To the editor: Michael Hiltzik addresses House Speaker Paul Ryan's (R-Wis.) "solution" for senior healthcare — namely, privatization with limited federal voucher subsidy. It's the same old Republican vision that lifting the reins on free-market competition will make things better for everyone. ("Paul Ryan is determined to gut Medicare. This time he might succeed," Nov. 23)
But don't forget that the big insurers can play ball with each other. The thing is, government programs are driven by collective conscience, while private programs are driven by the goal of making as much money as possible. Under privatization, I shudder to think about the terrible healthcare options that low-income seniors might wind up with in the affordable premium range — a box of Band-Aids and a pamphlet on pain management.
The only real way to help Medicare serve an aging population may be to raise Medicare tax rates on income in, for example, the top 25%.
Ken Hense, El Segundo
To the editor: If we revise and replace the Affordable Care Act, the provisions of the law that affect Medicare will need to be addressed.
Contrary to Hiltzik's assertion, Medicare is going broke. It is now estimated that the hospital fund will be insolvent in 2028, two years earlier than last year's estimate.
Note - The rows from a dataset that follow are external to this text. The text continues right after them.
PR #1089, opened 2021-04-01
Added release workflow

fleonard:
## What does this do?

After this PR is merged, every tag push will trigger the new release workflow that will create a release and populate it from `CHANGELOG.md`

Once this is released we need to remember to populate `CHANGELOG.md` with what we are releasing either during release process or as part of the branch with the new feature or fix.

### DIFF
--- a/CHANGELOG.md
+++ b/CHANGELOG.md
@@ -1,0 +1,5 @@
+## [0.60.0] - 2020-04-01
+### Added
+- Added new release tag workflow
+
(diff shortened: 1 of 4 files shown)


CHANGELOG.md
```diff
@@ -0,0 +1,13 @@
+## [0.60.0] - TBC
```
fleonard, line 1: I will update the date once I'm gonna release

habin-isa (approved):
Wow okkkk!! :shipit:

It is also true that one-third of all enrollees in Medicare opt for Medicare Advantage. They do so to take advantage of lower costs and better healthcare. Compared with fee-for-service, Medicare Advantage enrollees experience lower rates of hospital admission and readmission and stay in the hospital for fewer days.
Hiltzik also states that the Independent Payment Advisory Board has not been created. In fact, it was created as part of the Affordable Care Act. The fact that there has not been anybody named to the board is a problem, since the Health and Human Services secretary gets to assume too much power without a board.
If our objective is to provide access to quality, affordable healthcare, expansion of Medicare Advantage programs is more likely to get us there than any single-payer plan.